Use the `find_one` method together with the `applicant_id` from the previous task to locate the original record in the `"ds-applicants"` collection.


In [None]:
# Find original record for `applicant_id`
ds_app.find_one({"_id": applicant_id})

Use the `update_one` method to update the record with the new information in `updated_applicant`. Once you're done, rerun your query from the previous task to see if the record has been updated. 


In [None]:
result = ds_app.update_one(
    filter={"_id": applicant_id},
    update={"$set": updated_applicant}
)
print("result type:", type(result))

 Use the [`dir`](https://docs.python.org/3/library/functions.html#dir) function to inspect `result`. Once you see some of the attributes, try to access them. For instance, what does the `raw_result` attribute tell you about the success of your record update?

In [None]:
# Access methods and attributes using `dir`
dir(result) #type(result)
# Access `raw_result` attribute
result.raw_result #
#find original record of 'applicant_id'
ds_app.find_one({"_id": applicant_id})

 Create a function `update_applicants` that takes a list of document like as input, updates the corresponding documents in a collection, and returns a dictionary with the results of the update. Then use your function to update `"ds-applicants"` with `observations_assigned`.


In [None]:
def update_applicants(collection, observations_assigned):
    n = 0
    n_modified = 0
    #iterate through applicants
    for doc in observations_assigned:
        result = ds_app.update_one(
            filter={"_id": doc["_id"]},
            update={"$set": doc}
            )
        #updated counter
        n += result.matched_count
        n_modified += result.modified_count
    #create results
    transaction_result = {"n": n, "nModified": n_modified}
    return transaction_result

In [None]:
result = update_applicants(ds_app, observations_assigned)
print("result type:", type(result))
result

## Python Classes: Building the Repository

We've managed to extract data from our database using our `find_by_date` function, transform it using our `assign_to_groups` function, and load it using our `update_applicants` function. Does that mean we're done? Not yet! There's an issue we need to address: distraction.

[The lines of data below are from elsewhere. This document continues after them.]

PR #327, opened 2022-08-01
Preserve history visibility in `HeaderedReverseTopologicalOrdering`

S7evinK:
This preserves the history visibility when using `HeaderedReverseTopologicalOrdering`, otherwise incremental syncs in Dendrite can't check the visibility of an event.


stateresolutionv2.go
```diff
@@ -231,13 +231,16 @@ func ReverseTopologicalOrdering(input []*Event, order TopologicalOrder) []*Event
 func HeaderedReverseTopologicalOrdering(events []*HeaderedEvent, order TopologicalOrder) []*HeaderedEvent {
 	r := stateResolverV2{}
 	input := make([]*Event, len(events))
+	hisVis := make(map[string]HistoryVisibility)
```
neilalexander, line 234: We know the capacity here ahead of time as `len(events)` so please give that to `make()` to reduce the number of allocations.

neilalexander (approved):

PR #329, opened 2022-08-11
Add a `SendKnock` method and `RespSendKnock` struct

reivilibre:
I also need these for writing a Complement test.

Q: is `EventJSONs` the right type to use for `knock_room_state`?
The spec describes it as `[StrippedState]`. `EventJSONs` seems to be an alias for an array of `RawJSON`, so sounds like it should be compatible at the very least.


neilalexander:
> Q: is EventJSONs the right type to use for knock_room_state?

If you just plan to hold JSON and not do anything with it then yes, but if you want to turn them into actual `*Event` then no, stripped events won't work here.

reivilibre:
> > Q: is EventJSONs the right type to use for knock_room_state?
> 
> If you just plan to hold JSON and not do anything with it then yes, but if you want to turn them into actual `*Event` then no, stripped events won't work here.

I believe that's what I want then, but let me know if that's not what you expect.

federationtypes.go
```diff
@@ -448,6 +448,12 @@ func (r RespSendJoin) MarshalJSON() ([]byte, error) {
 	return json.Marshal(partialJoinFields)
 }
 
+// A RespSendKnock is the content of a response to PUT /_matrix/federation/v2/send_knock/{roomID}/{eventID}
+type RespSendKnock struct {
+	// A list of stripped state events to help the initiator of the knock identify the room.
+	KnockRoomState EventJSONs `json:"knock_room_state"`
```
neilalexander, line 454: Thinking some more about this, the fields from the spec are `content`, `state_key`, `sender` and `type` which is the exact same shape as the `InviteV2StrippedState` type. If you want to be able to access those fields without having to run through the JSON unmarshaller in your tests, then it might be a better idea to define this as:
```
KnockRoomState []InviteV2StrippedState `json:"knock_room_state"`
```

neilalexander (approved):
Overall looks OK!

PR #330, opened 2022-08-18
Add a MakeKnock federation client function

reivilibre:
I have also corrected the field name in the response to `KnockEvent`; of course I'd forget to update that instance of 'join' :facepalm:.


federationclient.go
```diff
@@ -68,6 +68,21 @@ func (ac *FederationClient) SendTransaction(
 	return
 }
 
+// Creates a version query string with all the specified room versions, typically
+// the list of all supported room versions.
+// Needed when making a /make_knock or /make_join request.
+func makeVersionQueryString(roomVersions []RoomVersion) string {
+	versionQueryString := ""
+	if len(roomVersions) > 0 {
+		var vqs []string
```
neilalexander, line 77: Just as an FYI, if you do `vqs := make([]string, 0, len(roomVersions))` instead to set the initial capacity to the same length as the supplied `[]RoomVersion` slice, then you can avoid reallocations if you append more items than the default initial capacity. It's a good little optimisation to get used to in cases that you already know how many items you will probably have.

neilalexander (approved):

PR #335, opened 2022-09-05
State/auth tweaks

neilalexander:
This PR makes a couple minor changes:

* refactors the create check slightly, also checks that the room version is valid 
* modifies the state res v2 `applyEvents` function so that it doesn't accidentally drop events with unexpected non-empty state keys (i.e. `{"m.room.create", "something"}`) into oblivion, but instead sorts them into "other" events, so that event auth can decide the right thing to do with them instead
* modifies the state res v2 `isControlEvent` function to also check state keys, so that we don't incorrectly classify something that shouldn't be a control event


kegsay (approved):
+100 much better control flow on `applyEvents`, thanks!

PR #336, opened 2022-09-06
Update `applyAndAuthEvents`

neilalexander:
This updates `applyAndAuthEvents` in state res v2 to pick auth events from the event if there is no matching event type/state key tuple in the partial state. It also optimises the auth event provider so that it only unmarshals the contents of events if they have changed to save CPU/allocations.

### DIFF
--- a/stateresolutionv2.go
+++ b/stateresolutionv2.go
@@ -155,13 +155,6 @@ func ResolveStateConflictsV2(
 		}
 	}
 
-	// Before we can do anything with the conflicted and unconflicted sets, we
-	// first need to auth and apply the entire auth chain in order. This is so that
-	// when we come to auth any future events against the partial state, we'll have
-	// the knowledge from the auth chain to help us to make a correct decision.
-	authEvents = r.reverseTopologicalOrdering(authEvents, TopologicalOrderByAuthEvents)
-	r.authAndApplyEvents(authEvents)
-
 	// Then process the unconflicted events by ordering them topologically and then
 	// authing them. The successfully authed events will form the real initial partial
 	// state. We will then keep the successfully authed unconflicted events so that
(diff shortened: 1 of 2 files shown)


stateresolutionv2.go
```diff
@@ -155,13 +155,6 @@ func ResolveStateConflictsV2(
 		}
 	}
 
-	// Before we can do anything with the conflicted and unconflicted sets, we
-	// first need to auth and apply the entire auth chain in order. This is so that
-	// when we come to auth any future events against the partial state, we'll have
-	// the knowledge from the auth chain to help us to make a correct decision.
-	authEvents = r.reverseTopologicalOrdering(authEvents, TopologicalOrderByAuthEvents)
-	r.authAndApplyEvents(authEvents)
```
kegsay, line 163: Why don't we do this anymore?

stateresolutionv2.go
```diff
@@ -387,21 +380,39 @@ func (r *stateResolverV2) getFirstPowerLevelMainlineEvent(event *Event) (
 // the event is ignored and dropped. Returns two lists - the first contains the
 // accepted (authed) events and the second contains the rejected events.
 func (r *stateResolverV2) authAndApplyEvents(events []*Event) {
+	authEvents := NewAuthEvents(nil)
 	for _, event := range events {
-		// Check if the event is allowed based on the current partial state. If the
-		// event isn't allowed then simply ignore it and process the next one.
+		// Collect together the auth events. We'll start by collecting the
+		// auth event IDs from the event itself. These are our fallback if
+		// no partial state events are known.
```
kegsay, line 387: Is this safe? Does synapse do this?

stateresolutionv2.go
neilalexander: It's no longer necessary, since we can pick out from the auth events in `authAndApplyEvent` if needed. I think this actually was a bug that resulted in an incorrect partial state up front.

stateresolutionv2.go
neilalexander: Yes, from the spec:

> Iterative auth checks. ... If a (event_type, state_key) key that is required for checking the authorization rules is not present in the state, then the appropriate state event from the event’s auth_events is used if the auth event is not rejected.

stateresolutionv2.go
```diff
@@ -387,21 +380,39 @@ func (r *stateResolverV2) getFirstPowerLevelMainlineEvent(event *Event) (
...
+			if event != nil {
+				_ = authEvents.AddEvent(event)
+			}
+		}
+
+		// Check if the event is allowed based on the current partial state.
+		r.allower.update(&authEvents)
 		if err := r.allower.allowed(event); err != nil {
+			// The event was not allowed by the partial state, so skip it.
 			continue
```
kegsay, line 410: Partial state *and* fallback auth events presumably?

kegsay (approved):

stateresolutionv2.go
neilalexander: That's right, yes, I'll update the comment.

PR #337, opened 2022-09-07
Add GHA workflow

S7evinK:
Add GHA workflow that runs
- `golangci-lint`
- `go test -race ./...` on GMSL
- `go test ./...` on Dendrite with the new GMSL version

### DIFF
--- a/.github/workflows/tests.yml
+++ b/.github/workflows/tests.yml
@@ -1,0 +1,107 @@
+name: Tests
+
+on:
+  push:
+    branches:
+      - main
+  pull_request:
+
+concurrency:
+  group: ${{ github.workflow }}-${{ github.ref }}
+  cancel-in-progress: true
+
+jobs:
+  # Run golangci-lint
+  lint:
+    timeout-minutes: 5
+    name: Linting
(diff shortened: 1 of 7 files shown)


neilalexander (approved):
Good idea!

.github/workflows/tests.yml
```diff
@@ -0,0 +1,105 @@
...
+          go-version: ${{ matrix.go }}
+      - uses: actions/cache@v3
+        with:
+          path: |
+            ~/.cache/go-build
+            ~/go/pkg/mod
+          key: ${{ runner.os }}-go${{ matrix.go }}-test-${{ hashFiles('**/go.sum') }}
+          restore-keys: |
+            ${{ runner.os }}-go${{ matrix.go }}-test-
+      - run: go get github.com/matrix-org/gomatrixserverlib@${{ github.event.pull_request.head.sha }} && go mod tidy
```
neilalexander, line 98: I'm somewhat wondering what this will do in a PR scenario from outside the repository. Maybe we can bind-mount in the checked out source instead?

PR #338, opened 2022-09-09
Enforce `type`, `sender`, `state_key` and `room_id` lengths using bytes rather than codepoints

neilalexander:
This effectively reverts the change made in [5f66df0](https://github.com/matrix-org/gomatrixserverlib/commit/5f66df0) to bytes instead of codepoints, since Synapse will now enforce the same after matrix-org/synapse#13710. 

History here is that Synapse originally calculated bytes in Python 2.x, started counting codepoints in Python 3.x pretty much by accident and then the spec was ambiguous after the fact (hence matrix-org/matrix-spec#1001).

Rationale is that bytes are probably easier for implementations to manage and less likely to generate huge indexes for client-side databases (especially where limits might exist like LMDB). 

cc @reivilibre

### DIFF
--- a/event.go
+++ b/event.go
@@ -728,18 +728,18 @@ func (e *Event) CheckFields() error { // nolint: gocyclo
 		}
 	}
 
-	if l := len([]rune(fields.Type)); l > maxIDLength {
+	if l := len(fields.Type); l > maxIDLength {
 		return EventValidationError{
 			Code:    EventValidationTooLarge,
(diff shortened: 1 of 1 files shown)


DMRobertson:
> History here is that Synapse originally calculated bytes in Python 2.x,

We later realised this is not the case: see Olivier's writeup in https://github.com/matrix-org/matrix-spec/issues/1001#issuecomment-1241872952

What do we mean when we say distraction? Think about it this way: Do you need to know the exact code that makes `df.describe()` work? No, you just need to calculate summary statistics! Going into more details would distract you from the work you need to get done. The same is true of the tools you've created in this lesson. Others will want to use them in future experiments with worrying about your implementation. The solution is to **abstract** the details of your code away.

To do this we're going to create a [Python class.](https://docs.python.org/3/tutorial/classes.html) Python classes contain both information and ways to interact with that information. An example of class is a pandas `DataFrame`. Not only does it hold data (like the size of an apartment in Buenos Aires or the income of a household in the United States); it also provides methods for inspecting it (like `DataFrame.head()` or `DataFrame.info()`) and manipulating it (like `DataFrame.sum()` or `DataFrame.replace()`). 

In the case of this project, we want to create a class that will hold information about the documents we want (like the name and location of the collection) and provide tools for interacting with those documents (like the functions we've built above). Let's get started!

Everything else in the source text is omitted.